Problem description:
Reproduce the entire listing below verbatim.
=====
Issue #770, opened 2024-11-08
Negative load_shedding for debugging purposes


CarlosEpia:
When optimizing scenarios with low/no expansion allowed and fixed generation, negative load_shedding is useful to facilitate the debugging process when the optimization is infeasible.

ClaraBuettner:
This issue was solved, right  @CarlosEpia?

CarlosEpia:
Right. I'll go ahead and close this issue.

PR #771, opened 2024-11-08
Features/#770 negative load shedding for debugging purposes

CarlosEpia:
Deals with #770

### DIFF
--- a/etrago/tools/utilities.py
+++ b/etrago/tools/utilities.py
@@ -643,7 +643,12 @@ def connected_transformer(network, busids):
     return network.transformers[mask]
 
 
-def load_shedding(self, temporal_disaggregation=False, **kwargs):
+def load_shedding(
+    self,
+    temporal_disaggregation=False,
+    negative_load_shedding=True,
+    **kwargs,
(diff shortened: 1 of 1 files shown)


etrago/tools/utilities.py
```diff
@@ -702,6 +707,31 @@ def load_shedding(self, temporal_disaggregation=False, **kwargs):
             "Generator",
         )
 
+        if negative_load_shedding:
+            # Add negative load shedding generators for AC buses
+            ac_buses = network.buses[network.buses.carrier == "AC"].index
```
ClaraBuettner, line 712: This way the negative load shedding can not solve the problems for the EV buses. Could you add the EV buses here?

CarlosEpia: Right. I made some changes in 97642abbea11b3e99a3cc425e81099730dd61e8e to make the allocation of the negative load shedding carrier flexible.

ClaraBuettner (approved):
I did not test it since I guess you already did that. The code looks fine, so I approve this PR.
=====
Output below:
Issue #770, opened 2024-11-08
Negative load_shedding for debugging purposes


CarlosEpia:
When optimizing scenarios with low/no expansion allowed and fixed generation, negative load_shedding is useful to facilitate the debugging process when the optimization is infeasible.

ClaraBuettner:
This issue was solved, right  @CarlosEpia?

CarlosEpia:
Right. I'll go ahead and close this issue.

PR #771, opened 2024-11-08
Features/#770 negative load shedding for debugging purposes

CarlosEpia:
Deals with #770

### DIFF
--- a/etrago/tools/utilities.py
+++ b/etrago/tools/utilities.py
@@ -643,7 +643,12 @@ def connected_transformer(network, busids):
     return network.transformers[mask]
 
 
-def load_shedding(self, temporal_disaggregation=False, **kwargs):
+def load_shedding(
+    self,
+    temporal_disaggregation=False,
+    negative_load_shedding=True,
+    **kwargs,
(diff shortened: 1 of 1 files shown)


etrago/tools/utilities.py
```diff
@@ -702,6 +707,31 @@ def load_shedding(self, temporal_disaggregation=False, **kwargs):
             "Generator",
         )
 
+        if negative_load_shedding:
+            # Add negative load shedding generators for AC buses
+            ac_buses = network.buses[network.buses.carrier == "AC"].index
```
ClaraBuettner, line 712: This way the negative load shedding can not solve the problems for the EV buses. Could you add the EV buses here?

CarlosEpia: Right. I made some changes in 97642abbea11b3e99a3cc425e81099730dd61e8e to make the allocation of the negative load shedding carrier flexible.

ClaraBuettner (approved):
I did not test it since I guess you already did that. The code looks fine, so I approve this PR.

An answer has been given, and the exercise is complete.